▸ **TASK DIRECTIONS**
Among the records below, find the line that has "inbound connection streams."; from there, give the lines again exactly, and stop after the line that has "(diff shortened: 1 of 5 files shown)".

▸ **SUPPLIED RECORDS**
════════════════════
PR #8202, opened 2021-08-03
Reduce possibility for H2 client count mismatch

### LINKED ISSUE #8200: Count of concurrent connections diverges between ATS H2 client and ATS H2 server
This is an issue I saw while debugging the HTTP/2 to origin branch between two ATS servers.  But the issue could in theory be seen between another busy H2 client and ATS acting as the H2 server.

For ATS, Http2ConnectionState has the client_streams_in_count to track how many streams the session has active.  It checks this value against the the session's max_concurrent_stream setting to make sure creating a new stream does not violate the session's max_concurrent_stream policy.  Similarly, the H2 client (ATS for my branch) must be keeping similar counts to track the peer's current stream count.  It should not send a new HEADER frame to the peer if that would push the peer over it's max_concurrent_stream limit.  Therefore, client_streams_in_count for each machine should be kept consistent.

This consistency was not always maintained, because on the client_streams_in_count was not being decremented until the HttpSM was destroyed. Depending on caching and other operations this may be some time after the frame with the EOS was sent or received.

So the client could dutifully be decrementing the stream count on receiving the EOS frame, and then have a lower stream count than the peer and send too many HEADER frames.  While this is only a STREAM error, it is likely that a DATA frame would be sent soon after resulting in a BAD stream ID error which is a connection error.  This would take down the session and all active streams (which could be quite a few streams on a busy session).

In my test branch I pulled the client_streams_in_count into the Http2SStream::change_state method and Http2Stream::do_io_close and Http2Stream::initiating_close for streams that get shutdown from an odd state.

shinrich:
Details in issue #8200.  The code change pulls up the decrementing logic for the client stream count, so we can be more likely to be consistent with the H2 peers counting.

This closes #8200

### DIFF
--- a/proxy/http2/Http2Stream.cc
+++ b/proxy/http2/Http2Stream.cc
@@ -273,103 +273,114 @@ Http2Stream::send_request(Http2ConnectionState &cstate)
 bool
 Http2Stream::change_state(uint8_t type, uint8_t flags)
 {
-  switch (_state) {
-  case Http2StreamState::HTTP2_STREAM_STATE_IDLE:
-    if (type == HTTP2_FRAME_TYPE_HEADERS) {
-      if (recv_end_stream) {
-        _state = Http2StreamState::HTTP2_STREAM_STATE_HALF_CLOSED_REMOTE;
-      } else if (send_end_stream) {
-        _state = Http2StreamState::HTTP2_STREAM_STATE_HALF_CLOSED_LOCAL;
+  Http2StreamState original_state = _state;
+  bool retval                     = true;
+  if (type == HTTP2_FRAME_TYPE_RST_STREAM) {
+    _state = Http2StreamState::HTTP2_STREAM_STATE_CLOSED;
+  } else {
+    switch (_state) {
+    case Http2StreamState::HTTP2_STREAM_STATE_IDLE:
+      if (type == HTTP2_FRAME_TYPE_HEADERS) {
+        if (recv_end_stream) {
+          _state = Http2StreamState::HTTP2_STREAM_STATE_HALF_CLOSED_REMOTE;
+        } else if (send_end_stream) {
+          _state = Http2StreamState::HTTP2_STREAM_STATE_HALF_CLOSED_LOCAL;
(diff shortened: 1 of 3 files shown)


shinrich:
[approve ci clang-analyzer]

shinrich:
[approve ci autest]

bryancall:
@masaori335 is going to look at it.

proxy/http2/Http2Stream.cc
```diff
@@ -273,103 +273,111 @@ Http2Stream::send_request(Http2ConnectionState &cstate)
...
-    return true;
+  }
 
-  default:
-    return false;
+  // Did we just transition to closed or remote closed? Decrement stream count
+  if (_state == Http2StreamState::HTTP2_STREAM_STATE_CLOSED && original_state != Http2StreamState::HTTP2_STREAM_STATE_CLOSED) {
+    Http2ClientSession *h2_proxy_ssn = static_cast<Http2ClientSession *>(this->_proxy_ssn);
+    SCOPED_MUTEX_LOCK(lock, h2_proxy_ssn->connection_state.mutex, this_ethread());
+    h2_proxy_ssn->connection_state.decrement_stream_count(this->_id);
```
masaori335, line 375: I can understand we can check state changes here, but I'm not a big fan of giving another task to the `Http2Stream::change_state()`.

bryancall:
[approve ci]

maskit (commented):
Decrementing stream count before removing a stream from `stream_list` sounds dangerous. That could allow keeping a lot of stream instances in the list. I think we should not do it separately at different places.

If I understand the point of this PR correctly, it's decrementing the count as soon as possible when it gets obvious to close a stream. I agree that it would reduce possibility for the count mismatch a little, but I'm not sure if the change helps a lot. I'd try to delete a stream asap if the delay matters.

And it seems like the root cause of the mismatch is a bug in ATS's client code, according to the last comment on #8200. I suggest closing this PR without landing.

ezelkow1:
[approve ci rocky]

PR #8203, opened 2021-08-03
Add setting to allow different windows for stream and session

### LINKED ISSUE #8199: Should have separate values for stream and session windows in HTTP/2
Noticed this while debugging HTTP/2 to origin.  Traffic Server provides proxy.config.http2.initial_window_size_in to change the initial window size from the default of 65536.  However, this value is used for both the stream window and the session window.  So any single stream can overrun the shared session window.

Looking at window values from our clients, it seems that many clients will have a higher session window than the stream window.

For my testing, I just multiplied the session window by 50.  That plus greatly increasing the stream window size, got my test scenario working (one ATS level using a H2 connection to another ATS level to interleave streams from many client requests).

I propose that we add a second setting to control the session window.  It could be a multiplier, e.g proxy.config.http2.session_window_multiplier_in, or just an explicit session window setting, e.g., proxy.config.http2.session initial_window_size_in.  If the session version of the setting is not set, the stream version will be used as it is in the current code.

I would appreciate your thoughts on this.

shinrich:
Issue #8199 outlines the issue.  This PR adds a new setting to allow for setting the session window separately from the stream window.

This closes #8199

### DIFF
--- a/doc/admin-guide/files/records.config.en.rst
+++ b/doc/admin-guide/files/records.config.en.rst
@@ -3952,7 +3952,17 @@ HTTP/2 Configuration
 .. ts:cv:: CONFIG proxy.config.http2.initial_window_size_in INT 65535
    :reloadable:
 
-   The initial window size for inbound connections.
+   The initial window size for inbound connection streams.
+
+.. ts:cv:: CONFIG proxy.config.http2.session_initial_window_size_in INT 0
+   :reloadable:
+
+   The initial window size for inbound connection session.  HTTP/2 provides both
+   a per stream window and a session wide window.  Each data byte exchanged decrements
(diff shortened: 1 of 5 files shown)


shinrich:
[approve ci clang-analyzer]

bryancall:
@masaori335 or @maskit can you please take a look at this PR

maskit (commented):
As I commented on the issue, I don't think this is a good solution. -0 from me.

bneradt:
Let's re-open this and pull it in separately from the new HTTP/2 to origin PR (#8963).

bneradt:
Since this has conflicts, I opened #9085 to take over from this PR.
════════════════════
▸ **SOLUTION TO THIS PROBLEM**
+   The initial window size for inbound connection streams.
+
+.. ts:cv:: CONFIG proxy.config.http2.session_initial_window_size_in INT 0
+   :reloadable:
+
+   The initial window size for inbound connection session.  HTTP/2 provides both
+   a per stream window and a session wide window.  Each data byte exchanged decrements
(diff shortened: 1 of 5 files shown)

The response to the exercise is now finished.